Question

Compare and contrast security functional requirements and functional securiydesign principles.

Answer 1

Security functional requirements

A functional requirements defines a function of a system or its component. A function is described as a set of inputs the behavior and outputs. Functional requirements may be calculations technical details data manipulation processing and other specific functionality that defines what is system is supposed to accomplish. Behavior of requirements describing all the cases where the system uses the functional requirements are captured in the use cases.

A security functional requirements describes functional behavior which can apply on security. Requirements can access control, data integrity,authentication etc. These all are in the functional requirements of a security functional requirements. Common Criteria for Information Technology mainly uses this Security functional requirements. It is used because when a product provides a security function then it specifies the individual security.

Security-related goals:

For an example one user's bank account balance should not be learned by or modified by another user, unless authorized.

Required mechanism for enforcing them:

For an example users can identify themselves only by putting the password which they have provided. Whatever password given by them may be that is strong or weak. And the password database storing the password must not be accessable to any program other than authenticating login program.
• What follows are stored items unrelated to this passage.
PR #253, opened 2020-03-25
#218 Add the ability to use dot config file to control the ignore list

### LINKED ISSUE #218: Read ignores from e.g., a `.bundler-audit.ignore` file
GitHub issues security alerts for Ruby projects based on the `Gemfile.lock` within a given repo. I suspect they may be using `bundler-audit` but users don't have any control over the flags they pass on the command line.

It'd be great if bundler-audit could read something comparable to `.gitignore` files but with a name particular to bundler-audit itself. That way users could inform GitHub's systems when particular CVEs have been remediated in a way that bunder-audit is unable to automatically verify.

Case in point: all versions of the `omniauth` gem are vulnerable in Rails projects unless the `omniauth-rails_csrf_protection` is also included and HTTP verbs other than 'POST' are disabled (e.g., throw 404s) in the omniauth endpoints. Maybe the detection logic for `CVE-2015-9284` could be made more sophisticated but it seems like it'd also be useful if we had a way to just tell GitHub that it's been handled in case there are other CVEs where remediation is difficult to automatically determine.

jebentier:
This is addressing #218 by adding the ability to have a `.bundler-audit.yml` configuration file at the root of the project.  It is a yaml file and expects the ignore property to have an array of CVEs underneath it.  This issue seems to be desired by quite a few and would like to get this implemented so that it can start being used by the Github dependency bot when it is doing it's security scans.  

This is also quite extensible in the future if more configuration is added to the gem, it can also be reflected through the yaml file.

In order to get unit tests to pass again a few things needed to be done:
1. The advisory database needed to be updated. On master the advisory database timestamp file was updated but the sha of the database submodule was not. This was causing one of the 2 failures in `database_spec.rb`.
2. Some usage of `subject` needed to be removed from `database_spec.rb` for the dynamic `Database#path` tests.  Using `subject` is very helpful when you're making very thin and static tests.  But it should be known that the value `subject` is memoized the first time it is called.  This unfortunately means that if you expect the value returned by the `subject` block to change throughout the test, you cannot use this method for simplifying the tests.
3. Due to the update of the advisory database, the `secure` test bundle was now failing due to some new vulnerabilities, so the bundle was updated.

Closes #218


bencrouse:
Hey, this would be handy for us, any updates on when this might get released?

dustym:
Agreed, this would be pretty nice on days like this when there are a bunch of CVEs dropped.

spec/database_spec.rb
```diff
@@ -8,29 +8,27 @@
...
   describe "path" do
-    subject { described_class.path }
-
     it "it should be a directory" do
-      expect(File.directory?(subject)).to be_truthy
+      expect(described_class.path).to be_truthy
     end
 
-    it "should prefer the user repo, iff it's as up to date, or more up to date than the vendored one" do
+    it "should prefer the user repo, iff it's as up to date, or more up to date than the vendored one", focus: true do
```
mauro-oto, line 15: This should probably not have `focus: true`.

jebentier: Thank you for catching that, I've removed it.

reedloden:
@jebentier can you rebase this? I think all your unit test failures should have been addressed now.

postmodern:
@jebentier please create a `Configuration`/`Config` class to handle loading/validating/using the config file data. Also since this is a new feature, this should go into 0.7.0 not master.

postmodern:
Also this should be targeted to the 0.8.0 branch, since we've just released 0.7.0.

jebentier:
@reedloden @postmodern sorry for the delay on this. I've gone ahead and rebased off of `0.8.0` and made the changes requested for extracting out `Bundler::Audit::Configuration` and adding validation for the ignore configuration.

postmodern:
@jebentier also sorry for the delay and more change request.

1. All new classes and methods need YARDocs.
2. There's an easier way to safely parse and validate YAML. Use `YAML.parse` instead of `YAML.load`. See the [YAML.parse](https://github.com/rubysec/bundler-audit/blob/YAML.parse/lib/bundler/audit/advisory.rb#L43-L163) branch (which I should probably merge as well) on how to explicitly check/convert YAML nodes to Ruby primitives.

jebentier:
@postmodern No problem at all, happy to take care of any requests necessary for the community to feel comfortable getting this change into the project.  I've gone ahead and added YARDocs to the `Configuration` class, and converted to using `YAML.parse` with additional validation instead of `YAML.load` in the `Configuration.from_yaml` composable method.  Please let me know if there is anything else I can do.

fabn:
@postmodern Any ETA for release 0.8? Thanks.

jeffxor:
Any chance we could add some documentation to this feature for the format of the file?

postmodern:
@fabn Recently setup GitHub Actions on `master` branch and currently trying to get specs passing. Then I will merge 0.8.0.

@jeffxor If anyone wants to take a stab at documenting the new configuration file in either the README or a separate file, that would be one less thing for me to do. See [this](https://github.com/rubysec/ruby-advisory-db#schema) or [this](https://github.com/ruby-ore/ore/blob/master/GemspecYML.md) as examples of how to document YAML schemes.

postmodern:
Got the failing specs down to CLI specs, which are failing to load thor (probably yet another bundler issue). Making progress...

<pre>
  5) CLI update when advisories update successfully should print status
     Failure/Error: raise "FAILED #{command}\n#{result}" if $?.success? == !!options[:fail]
     
     RuntimeError:
       FAILED /data/home/postmodern/code/rubysec/bundler-audit/bin/bundler-audit update
       /usr/share/rubygems/rubygems/core_ext/kernel_require.rb:83:in `require': cannot load such file -- thor (LoadError)
</pre>

postmodern:
Got specs passing on 0.8.0 by removing `Bundler.with_clean_env` from the `sh` helper in `spec_helper.rb`. Now writing specs for `Bundler::Audit::CLI::Formats::Text#print_report` and `Bundler::Audit::CLI::Formats::JSON#print_report`. This will help reduce the pressure on `spec/integration_spec.rb` and allow us to more cleanly test the output formatting.

postmodern:
Specs written. Will merge the 0.8.0 branch, then get GitHub Actions CI passing, then we can do a pre-release to let people test the new version before a 0.8.0 release.

postmodern:
One issue I just spotted. Users in the past have requested the ability to ignore insecure source URIs. In response I added logic to just filter out any source URIs that pointed to internal/local IP subnets, like those from VPNs or LANs. The configuration file schema only supports an `ignore: Array[String]` key. If we were to support ignoring source URIs, then we'd need to split `ignore:` into two sub-keys:

    ignore:
      advisories:
        - ...
      sources:
        - ...

Or, we could simply draw the line about what should or shouldn't be configurable, and agree that unencrypted source URIs should not be ignored; unless of course they point to a local/internal IP address like with a VPN or LAN.

postmodern:
Added really basic example/documentation for the `.bundler-audit.yml` config file:
https://github.com/rubysec/bundler-audit/blob/0.8.0/README.md#configuration-file

jebentier:
I think expanding the `ignore` structure will be powerful. Something in addition to that which we've already been doing at Invoca is doing temporary ignoring of CVEs so that we can push off the alert to a later date.  This change would be simple to add with the new YAML configuration file using the structure:

```yaml
ignore:
  - CVE-123-1234 # this is ignored forever
  - id: CVE-456-4567 # this is only ignored until the first of the year 2021
    until: 2021-01-01
```

Or with your other additions you mentioned above it would go under the `ignore.advisories` section.  Previously we were adding this functionality with a gem wrapper, but now that this is released in an RC, I'm looking at what it would take to get it implemented. See any interest in getting this `ignore until` functionality added here?

postmodern:
@jebentier could you give me a security explanation as to why you'd want to ignore an advisories up until a certain date? Unless the vulnerability is patched or mitigated, you are still vulnerable. It's not like attackers will politely wait until January 1st, 2021 to attack you. If it's more of a way to set a reminder for yourself to replace any mitigations/workarounds with a more permanent solution (upgrading a gem or removing code), could one of those code reminder/"time bomb" tools/libraries be used instead?

jebentier:
@postmodern sorry for the delayed response here. We put CVE audits as a blocker to deploys to make sure that new CVEs are not introduced without knowing.  With doing this, we've both increased visibility and decreased the time for applying the necessary patches. There are times however that a new CVE is reported (especially when we're using large libraries like rails) that is not currently exposed by the way we use the library. We do not want to prevent deploys due to the risk assessment we've made, but we also don't want to forget about the CVE and miss the patch entirely incase the vulnerability were to be exposed by future work.  So we essentially put it into our technical debt backlog with a deadline, and put that deadline into the temporary ignoring of the CVE. This builds out the reminder to us that we need to reassess if necessary and get the CVE patched. Using another system for the reminder is definitely possible, but using multiple disjoint systems will always be less effective and more error prone than using a single system, this is why we've built the wrapper of this gem to combine it with our CI pipeline.

postmodern:
@jebentier ah that makes more sense. I still think there's probably a better way to set a reminder about upgrading a dependency due to non-impacting advisories (Calendar? Ticket System?) and that bundler-audit managing time-based triggers seems beyond-scope. It probably would be a good practice to put a comment in the YAML file explaining why the `ignore` entry was added. Perhaps maybe even a `reason: ` key could be added?

    - id: CVE-YYYY-XXXX
      reason: We do not use the vulnerable module, yada yada ...

jebentier:
@postmodern Expanding the array to be a hash to hold additional information about the ignore does sound like a good idea, and should be done before the initial release to avoid complex or breaking changes with the file format.  Reason sounds like a good addition, additionally it might be helpful to be reminded by the CLI output what the skipped CVEs were with the `Skipped because #{reason}`.

postmodern:
Should bundler-audit support both `Array<String>` and `Array<Hash>` styles of `ignore:` YAML? `- id: CVE-....` seems like a lot to type if a user just wants to ignore a CVE; `- CVE ...` is more succinct. Or should bundle-audit require `id:` and `reason:` Hash keys for each entry and only support parsing `Array<Hash>`?

### Only Array<String>

```yaml
ignore:
  - CVE-...
  - CVE-...
```
  
 ### Mixed
  
  ``` yaml
ignore:
    - CVE-...
    - id: CVE-...
      reason: ...
      ...
```

### Only Array<Hash>

```yaml
ignore:
  - id: CVE-...
    reason: ...
  - id: CVE-...
    reason: ...
```

jebentier:
I think it would be good to support both, although it is simpler (code wise) to just support `id` as a required Hash key under the `ignore` array. It might be worth while to think about any other fields that would be useful to keep track of in the ignoring of CVEs. Reason is definitely a nice one, but I don't think it should be required.  YAML also supports comments, so the reason can be placed in the config file through the use of comments.

PR #258, opened 2020-05-15
Use non-zero exit code if there's an argument error when running through CLI

mauro-oto:
Our CircleCI build was passing (and failing silently) when running bundle-audit since we were not passing the right arguments to the `start` method.

Now when we run our custom bundler audit Rake task, which uses the CLI directly, we get a non-zero exit error when we pass the wrong arguments:

Without this PR:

Typical kinds of security requirements:

1. Confidentiality:: Here sensitive information not leaked to unauthorized party or third party when the user wants to send something to another it should be bounded between them only.

2. Integrity:: Here sensitive information not damaged by unauthorized parties Violation of integrity can be direct or indirect.

3. Availability:: Here system is responsive to request.Dos(Denial of service ) attacks attempt to compromise availability.

Supporting mechanism:

1. Authentication:: The goal of this is to determine the subject of a particular security policy. In particular many policies needed to define a notion of identity.

2. Authorization:; It defines when a principal may perform an action.

3. Audit:: Here we need to retain enough information to be able to determine the circumstances of a branch or misbehavior.

functional security design principles:

There are different types of design principles of security.

1. Principles of least privileges:: Privilege means rights. The first principle states that how the privileges are to be granted to a subject means the subject should be given only those rights of privilege that require for completing a task means you have to give those rights which are require to complete a task of a subject.

for example if a subject requires append rights to an object then it must be given only the append rights not the write rights.

2.Principles of fail state defaults:: This principle states that unless the subject is given explicitly access to the object it should be denied access to that object. This means the default access to object is none.

3. Principle of economy of mechanism:: This principle states that security mechanism should be as simple as possible.If the design is simple there are few errors. And also checking and testing procedures also become easier.

4. Principle of open design:: This suggests that complexity doesn't add security. Also state that security of mechanism should not depend on the secrecy of its design.